TASK DIRECTIONS - Scan the data below and pick out the lines containing the word "github".
(Beginning of THE INPUT)
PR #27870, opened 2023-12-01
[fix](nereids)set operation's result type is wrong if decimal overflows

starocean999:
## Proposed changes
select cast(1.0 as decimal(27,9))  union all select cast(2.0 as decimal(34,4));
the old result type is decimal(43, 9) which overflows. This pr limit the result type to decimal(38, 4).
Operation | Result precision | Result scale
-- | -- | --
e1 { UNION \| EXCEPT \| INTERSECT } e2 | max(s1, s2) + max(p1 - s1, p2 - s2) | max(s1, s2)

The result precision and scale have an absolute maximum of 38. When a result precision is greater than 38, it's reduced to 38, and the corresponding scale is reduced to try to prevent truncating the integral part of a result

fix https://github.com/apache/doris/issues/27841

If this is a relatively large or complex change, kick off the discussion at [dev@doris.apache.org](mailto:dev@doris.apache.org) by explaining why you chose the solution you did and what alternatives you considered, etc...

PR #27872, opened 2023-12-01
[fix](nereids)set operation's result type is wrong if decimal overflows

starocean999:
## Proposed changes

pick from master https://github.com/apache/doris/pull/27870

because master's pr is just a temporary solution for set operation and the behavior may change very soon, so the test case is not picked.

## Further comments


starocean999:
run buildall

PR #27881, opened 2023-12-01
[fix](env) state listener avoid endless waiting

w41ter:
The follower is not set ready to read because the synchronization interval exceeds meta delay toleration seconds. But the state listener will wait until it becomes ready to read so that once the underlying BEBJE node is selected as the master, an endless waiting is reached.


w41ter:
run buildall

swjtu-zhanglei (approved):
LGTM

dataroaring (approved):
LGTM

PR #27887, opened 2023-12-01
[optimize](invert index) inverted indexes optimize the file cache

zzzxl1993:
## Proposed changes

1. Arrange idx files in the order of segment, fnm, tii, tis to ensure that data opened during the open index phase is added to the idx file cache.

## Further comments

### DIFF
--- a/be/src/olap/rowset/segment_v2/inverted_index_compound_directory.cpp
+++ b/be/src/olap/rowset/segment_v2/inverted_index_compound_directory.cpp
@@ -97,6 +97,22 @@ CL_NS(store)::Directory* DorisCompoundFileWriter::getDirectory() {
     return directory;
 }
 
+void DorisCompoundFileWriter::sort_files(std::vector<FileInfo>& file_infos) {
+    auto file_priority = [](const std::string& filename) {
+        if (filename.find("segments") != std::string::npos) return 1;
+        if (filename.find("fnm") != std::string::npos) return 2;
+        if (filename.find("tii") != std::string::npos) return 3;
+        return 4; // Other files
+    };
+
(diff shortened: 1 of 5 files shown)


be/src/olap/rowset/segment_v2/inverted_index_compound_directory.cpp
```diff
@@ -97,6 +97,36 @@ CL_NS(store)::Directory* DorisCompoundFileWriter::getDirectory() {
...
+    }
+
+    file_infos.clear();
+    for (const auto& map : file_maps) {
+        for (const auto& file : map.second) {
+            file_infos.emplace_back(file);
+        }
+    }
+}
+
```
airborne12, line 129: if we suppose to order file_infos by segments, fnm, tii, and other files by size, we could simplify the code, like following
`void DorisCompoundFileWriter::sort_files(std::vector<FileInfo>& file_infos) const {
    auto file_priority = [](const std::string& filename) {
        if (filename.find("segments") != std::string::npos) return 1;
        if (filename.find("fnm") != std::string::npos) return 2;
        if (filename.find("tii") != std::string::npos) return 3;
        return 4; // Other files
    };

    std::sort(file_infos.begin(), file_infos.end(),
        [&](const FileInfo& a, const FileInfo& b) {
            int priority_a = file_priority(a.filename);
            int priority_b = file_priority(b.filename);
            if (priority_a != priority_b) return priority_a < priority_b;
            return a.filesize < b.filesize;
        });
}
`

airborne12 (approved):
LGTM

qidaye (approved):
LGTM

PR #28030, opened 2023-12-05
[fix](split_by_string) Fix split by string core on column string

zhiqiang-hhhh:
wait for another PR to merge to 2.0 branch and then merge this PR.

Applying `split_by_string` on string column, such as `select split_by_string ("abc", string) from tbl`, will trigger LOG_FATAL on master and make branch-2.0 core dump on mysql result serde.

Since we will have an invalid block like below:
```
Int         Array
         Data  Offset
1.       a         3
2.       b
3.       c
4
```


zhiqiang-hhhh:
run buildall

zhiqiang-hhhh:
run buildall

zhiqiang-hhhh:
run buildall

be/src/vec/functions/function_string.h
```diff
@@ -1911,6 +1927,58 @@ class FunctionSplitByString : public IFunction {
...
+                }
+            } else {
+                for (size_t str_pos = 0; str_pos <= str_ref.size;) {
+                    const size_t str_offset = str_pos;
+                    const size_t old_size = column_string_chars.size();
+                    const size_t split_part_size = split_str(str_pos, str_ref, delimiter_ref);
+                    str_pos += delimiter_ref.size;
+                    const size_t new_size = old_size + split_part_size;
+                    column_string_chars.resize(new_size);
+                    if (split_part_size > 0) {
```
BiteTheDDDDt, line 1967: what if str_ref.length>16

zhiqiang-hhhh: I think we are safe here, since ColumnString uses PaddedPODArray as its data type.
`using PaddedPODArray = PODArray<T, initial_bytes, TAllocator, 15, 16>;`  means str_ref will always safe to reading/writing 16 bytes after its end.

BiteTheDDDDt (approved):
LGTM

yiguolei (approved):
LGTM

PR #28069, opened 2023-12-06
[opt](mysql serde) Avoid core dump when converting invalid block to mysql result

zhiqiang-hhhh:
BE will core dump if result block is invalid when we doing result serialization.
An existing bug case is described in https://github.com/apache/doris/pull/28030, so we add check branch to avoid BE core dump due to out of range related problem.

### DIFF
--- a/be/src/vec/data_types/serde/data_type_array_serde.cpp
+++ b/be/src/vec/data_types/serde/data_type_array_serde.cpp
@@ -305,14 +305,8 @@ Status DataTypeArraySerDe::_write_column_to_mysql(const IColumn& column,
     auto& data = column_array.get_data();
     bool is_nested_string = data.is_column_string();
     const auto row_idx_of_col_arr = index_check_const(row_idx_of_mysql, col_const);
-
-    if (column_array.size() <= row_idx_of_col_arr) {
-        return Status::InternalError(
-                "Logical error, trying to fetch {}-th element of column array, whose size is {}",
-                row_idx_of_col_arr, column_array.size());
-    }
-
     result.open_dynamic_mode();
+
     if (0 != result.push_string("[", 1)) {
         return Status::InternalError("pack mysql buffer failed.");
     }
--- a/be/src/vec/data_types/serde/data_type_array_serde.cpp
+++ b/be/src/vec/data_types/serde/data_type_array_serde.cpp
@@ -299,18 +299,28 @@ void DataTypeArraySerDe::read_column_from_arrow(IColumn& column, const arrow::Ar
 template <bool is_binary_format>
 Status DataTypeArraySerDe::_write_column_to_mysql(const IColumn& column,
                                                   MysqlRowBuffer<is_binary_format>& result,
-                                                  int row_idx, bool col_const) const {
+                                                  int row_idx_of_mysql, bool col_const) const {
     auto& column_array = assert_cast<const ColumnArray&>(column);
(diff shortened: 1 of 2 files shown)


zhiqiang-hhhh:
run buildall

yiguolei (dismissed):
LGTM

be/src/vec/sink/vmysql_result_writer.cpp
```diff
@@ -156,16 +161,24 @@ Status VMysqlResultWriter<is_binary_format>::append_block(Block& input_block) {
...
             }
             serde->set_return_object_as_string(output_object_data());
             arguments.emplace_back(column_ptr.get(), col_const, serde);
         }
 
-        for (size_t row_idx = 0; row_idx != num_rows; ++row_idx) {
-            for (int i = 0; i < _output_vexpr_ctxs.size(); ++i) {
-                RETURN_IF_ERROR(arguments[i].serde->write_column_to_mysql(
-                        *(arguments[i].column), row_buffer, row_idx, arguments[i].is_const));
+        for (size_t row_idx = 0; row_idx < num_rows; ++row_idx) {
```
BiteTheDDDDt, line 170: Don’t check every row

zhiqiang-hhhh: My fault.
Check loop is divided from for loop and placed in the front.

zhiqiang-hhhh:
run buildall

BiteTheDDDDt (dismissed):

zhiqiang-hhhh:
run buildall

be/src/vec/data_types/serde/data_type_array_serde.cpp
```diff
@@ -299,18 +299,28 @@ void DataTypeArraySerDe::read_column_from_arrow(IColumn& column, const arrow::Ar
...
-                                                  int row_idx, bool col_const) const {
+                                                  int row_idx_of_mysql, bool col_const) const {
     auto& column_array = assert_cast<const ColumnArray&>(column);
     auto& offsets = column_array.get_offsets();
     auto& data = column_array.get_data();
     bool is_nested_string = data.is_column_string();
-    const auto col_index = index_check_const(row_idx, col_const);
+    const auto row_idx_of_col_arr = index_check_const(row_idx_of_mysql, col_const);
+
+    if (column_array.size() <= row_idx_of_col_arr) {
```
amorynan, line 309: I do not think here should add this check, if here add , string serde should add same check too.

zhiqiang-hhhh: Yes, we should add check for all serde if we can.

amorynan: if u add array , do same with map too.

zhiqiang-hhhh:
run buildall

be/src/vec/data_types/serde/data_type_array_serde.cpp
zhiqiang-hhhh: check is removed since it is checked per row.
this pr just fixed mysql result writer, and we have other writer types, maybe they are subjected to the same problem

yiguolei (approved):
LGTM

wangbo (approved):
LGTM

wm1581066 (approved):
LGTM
(End of THE INPUT)
(Beginning of THE INPUT)
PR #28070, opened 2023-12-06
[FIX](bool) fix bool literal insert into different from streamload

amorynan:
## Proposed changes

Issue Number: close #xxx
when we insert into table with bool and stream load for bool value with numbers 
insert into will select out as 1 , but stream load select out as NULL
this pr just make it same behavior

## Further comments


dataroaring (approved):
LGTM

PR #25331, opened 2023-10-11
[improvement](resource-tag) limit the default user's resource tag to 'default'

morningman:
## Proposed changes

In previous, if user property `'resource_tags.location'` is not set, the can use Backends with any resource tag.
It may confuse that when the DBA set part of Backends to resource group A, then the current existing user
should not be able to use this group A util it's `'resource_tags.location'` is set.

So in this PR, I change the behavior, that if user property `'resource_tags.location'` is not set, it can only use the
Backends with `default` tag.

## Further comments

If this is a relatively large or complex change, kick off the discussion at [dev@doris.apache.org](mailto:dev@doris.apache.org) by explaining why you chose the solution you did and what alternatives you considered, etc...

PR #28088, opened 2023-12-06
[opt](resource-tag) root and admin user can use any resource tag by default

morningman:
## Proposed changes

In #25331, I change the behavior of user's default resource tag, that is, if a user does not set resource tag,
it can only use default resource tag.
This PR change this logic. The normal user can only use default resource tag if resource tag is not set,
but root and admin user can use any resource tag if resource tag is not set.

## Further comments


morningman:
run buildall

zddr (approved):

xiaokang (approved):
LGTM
(End of THE INPUT)
(Beginning of THE INPUT)
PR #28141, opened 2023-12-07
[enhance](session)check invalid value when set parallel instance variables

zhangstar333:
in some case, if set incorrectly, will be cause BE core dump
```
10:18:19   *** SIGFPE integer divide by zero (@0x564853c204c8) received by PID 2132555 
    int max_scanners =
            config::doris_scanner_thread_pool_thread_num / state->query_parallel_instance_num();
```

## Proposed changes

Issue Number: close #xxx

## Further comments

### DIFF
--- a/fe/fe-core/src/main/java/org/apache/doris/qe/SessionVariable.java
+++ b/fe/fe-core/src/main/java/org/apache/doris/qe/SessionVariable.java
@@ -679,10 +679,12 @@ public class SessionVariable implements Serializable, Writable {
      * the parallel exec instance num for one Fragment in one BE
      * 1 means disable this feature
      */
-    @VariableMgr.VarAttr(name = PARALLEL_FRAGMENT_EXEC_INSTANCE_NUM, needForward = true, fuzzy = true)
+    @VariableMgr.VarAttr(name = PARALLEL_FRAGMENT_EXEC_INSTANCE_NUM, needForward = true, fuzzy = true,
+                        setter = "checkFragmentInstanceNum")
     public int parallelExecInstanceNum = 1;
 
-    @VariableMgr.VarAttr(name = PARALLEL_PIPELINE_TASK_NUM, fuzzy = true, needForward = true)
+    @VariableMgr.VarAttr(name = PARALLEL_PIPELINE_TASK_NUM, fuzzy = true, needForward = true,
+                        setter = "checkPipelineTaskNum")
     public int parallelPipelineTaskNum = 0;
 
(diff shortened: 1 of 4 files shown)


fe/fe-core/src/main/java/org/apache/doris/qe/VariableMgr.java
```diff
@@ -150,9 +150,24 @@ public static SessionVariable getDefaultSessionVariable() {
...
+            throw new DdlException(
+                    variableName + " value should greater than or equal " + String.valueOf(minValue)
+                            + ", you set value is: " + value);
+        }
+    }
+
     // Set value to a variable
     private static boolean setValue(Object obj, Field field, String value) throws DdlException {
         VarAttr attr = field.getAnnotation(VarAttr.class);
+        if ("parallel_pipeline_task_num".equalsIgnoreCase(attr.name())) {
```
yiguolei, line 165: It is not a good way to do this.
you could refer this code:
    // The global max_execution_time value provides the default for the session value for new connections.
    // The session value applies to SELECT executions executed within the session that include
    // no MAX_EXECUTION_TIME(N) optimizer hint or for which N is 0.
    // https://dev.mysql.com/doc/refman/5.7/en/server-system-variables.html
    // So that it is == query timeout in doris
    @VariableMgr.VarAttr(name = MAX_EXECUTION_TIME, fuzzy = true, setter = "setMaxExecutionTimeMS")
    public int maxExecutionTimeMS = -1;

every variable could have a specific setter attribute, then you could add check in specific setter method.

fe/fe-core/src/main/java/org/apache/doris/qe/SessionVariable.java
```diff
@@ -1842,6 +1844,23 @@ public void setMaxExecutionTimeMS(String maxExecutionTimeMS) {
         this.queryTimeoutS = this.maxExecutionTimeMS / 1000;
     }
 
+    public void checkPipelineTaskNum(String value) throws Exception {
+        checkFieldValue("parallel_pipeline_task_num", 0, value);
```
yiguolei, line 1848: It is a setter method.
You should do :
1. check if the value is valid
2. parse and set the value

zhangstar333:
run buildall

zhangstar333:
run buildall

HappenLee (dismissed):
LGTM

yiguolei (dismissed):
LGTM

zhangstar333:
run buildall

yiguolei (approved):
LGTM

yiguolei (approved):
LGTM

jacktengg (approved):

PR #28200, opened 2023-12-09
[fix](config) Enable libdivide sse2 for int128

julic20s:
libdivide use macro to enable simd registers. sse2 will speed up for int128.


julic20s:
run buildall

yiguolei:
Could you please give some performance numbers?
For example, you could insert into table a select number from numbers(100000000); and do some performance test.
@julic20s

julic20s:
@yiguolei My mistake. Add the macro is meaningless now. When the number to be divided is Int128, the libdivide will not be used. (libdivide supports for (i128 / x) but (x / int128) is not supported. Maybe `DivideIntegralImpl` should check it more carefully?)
(End of THE INPUT)
RESULT FOR THIS EXERCISE -
fix https://github.com/apache/doris/issues/27841
pick from master https://github.com/apache/doris/pull/27870
An existing bug case is described in https://github.com/apache/doris/pull/28030, so we add check branch to avoid BE core dump due to out of range related problem.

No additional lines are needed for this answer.